--- RECORDS PROVIDED ---

PR #7017, opened 2024-02-05
added support for Danfoss Icon2 devices

JensenInnovation:
added support for Danfoss Icon2 devices as part of icon model as interfaces is close to identical


Koenkk:
thanks!

PR #7018, opened 2024-02-05
Aqara Z1 improvement

waterlou:
- use binary instead of enum for lock relay state
- use boolean instead of string for lock relay state
- decode lock relay payload


waterlou:
add led_disabled_night for z1 switch

src/lib/lumi.ts
```diff
@@ -1659,25 +1663,25 @@ export const toZigbee = {
...
                 break;
             case 'serving_size':
                 // @ts-expect-error
-                await sendAttr(0x0e5c0055, value, 4);
+                sendAttr(0x0e5c0055, value, 4);
                 break;
             case 'portion_weight':
                 // @ts-expect-error
-                await sendAttr(0x0e5f0055, value, 4);
+                sendAttr(0x0e5f0055, value, 4);
```
Koenkk, line 1684: Please keep all `await`

waterlou: fixed

Koenkk:
Thanks!

PR #7020, opened 2024-02-05
feat: Adds support for Vesternet Zigbee Sensors

martyn-vesternet:
VES-ZB-DOR-025 Door and window sensor, exposes contact, tamper, battery and link quality
VES-ZB-PIR-021 Motion sensor, exposes occupancy, tamper, battery and link quality
VES-ZB-TEM-027 Temperature and humidity sensor, exposes temperature, humidity, battery and link quality


src/devices/vesternet.ts
```diff
@@ -200,6 +200,55 @@ const definitions: Definition[] = [
             await reporting.batteryPercentageRemaining(device.getEndpoint(1));
         },
     },
+    {
+        fingerprint: [{modelID: 'DoorSensor-ZB3.0', softwareBuildID: '2.01'}, {modelID: 'DoorSensor-ZB3.0', softwareBuildID: '2.1'}, {modelID: 'DoorSensor-ZB3.0', softwareBuildID: '2.03'}, {modelID: 'DoorSensor-ZB3.0', softwareBuildID: '2.04'}],
```
Koenkk, line 204: Do we really need to specify all `softwareBuildID`? I prefer to have a single `{modelID: 'DoorSensor-ZB3.0', manufacturerName: 'MANUFACTURER_NAME_FROM_DATABASE_DB'}`

martyn-vesternet: Similar to other Vesternet devices, these devices are rebranded from the underlying hardware manufacturer, so I can only validate and test against firmware versions that have been supplied under the Vesternet branding.  

They might be different to those supplied to other companies that also rebrand them, so I would prefer to only submit code that is matched explicitly to the versions that Vesternet sell.

(I know for example that firmware version 2.02 in the contact sensor had issues with the IAS Cluster and didn't work correctly, hence I've excluded that version).

Koenkk:
I refactored the code a bit, can you check if all is ok?

martyn-vesternet:
Those changes seem to impact the reporting I'm configuring for each device though?

I try to set configuration so that it's a compromise on functionality / battery life and so that it matches that which I set on other platforms (Hubitat, SmartThings & Homey) for the Vesternet devices.

I prefer these for the humidity / temperature sensors:

`min: 60, max: 1800, change: 100` ( 1 degree / percent change, every 60 seconds at most, every 30 minutes at least ) 

whereas the config from "modernExtend" seems to be:

`min: '10_SECONDS', max: '1_HOUR', change: 100`

IMHO 10 seconds is too frequent, it will generate many reports in environments where the temperature / humidity changes rapidly.

And for battery:

`min: 600, max: 21600, change: 2` ( 1 percent change, every 10 minutes at most, every 6 hours at least ) 

(I just noticed I didn't set those correctly in my commit, so I will update them)

whereas the config from "modernExtend" seems to be:

`min: '1_HOUR', max: 'MAX', change: 10`

Which seems to only report on a 5 percent change and only report every 18 hours if no change?

Koenkk:
> I prefer these for the humidity / temperature sensors:

Agree about these ones, please update the defaults.

> Which seems to only report on a 5 percent change and only report every 18 hours if no change?

Yes, because it's unlikely that a sensors consumes more than 5 percent of battery every 18 hours

PR #7027, opened 2024-02-06
Fix definition of Vesternet VES-ZB-REM-013

### LINKED ISSUE #7024: Use of wildcard in list of possible values for enum expose
The Vesternet VES-ZB-REM-013 device use some wildcards like "on_*"
 in the definition of its Action expose 
https://github.com/Koenkk/zigbee-herdsman-converters/blob/0fcaeef8210c6c2635abe85c37e2a26c6f17d4f3/src/devices/vesternet.ts#L77-L78

This is causing some problems in the integration of Z2M with HomeSeer as it doesn't expect any wildcard here, and it prevents it to know exactly the number of buttons for this device. Is the use of wildcards standard here? I don't think I saw that for any other products.

Couldn't this be replaced by enumerating all the possible values instead, like for this other Vesternet device (ZG2833K8_EU05)

https://github.com/Koenkk/zigbee-herdsman-converters/blob/0fcaeef8210c6c2635abe85c37e2a26c6f17d4f3/src/devices/vesternet.ts#L187-L191

spudwebb:
Enumerate all possible action values instead of using wildcards for Vesternet VES-ZB-REM-013 device.
Fixes #7024


spudwebb:
Not sure why the review_request check returns an error?

Koenkk:
@martyn-vesternet  could you review this?

spudwebb:
@martyn-vesternet , did you get a chance to look at this fix?

martyn-vesternet:
Apologies for the delayed reply, this change is fine (not sure why I originally used wildcards here, since the other button devices don't).

Koenkk:
Thanks!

---

* **EXERCISE GOAL**
Once a line of the records is found to contain "changes", copy it out.

* **ANSWER BOX**
Those changes seem to impact the reporting I'm configuring for each device though?
IMHO 10 seconds is too frequent, it will generate many reports in environments where the temperature / humidity changes rapidly.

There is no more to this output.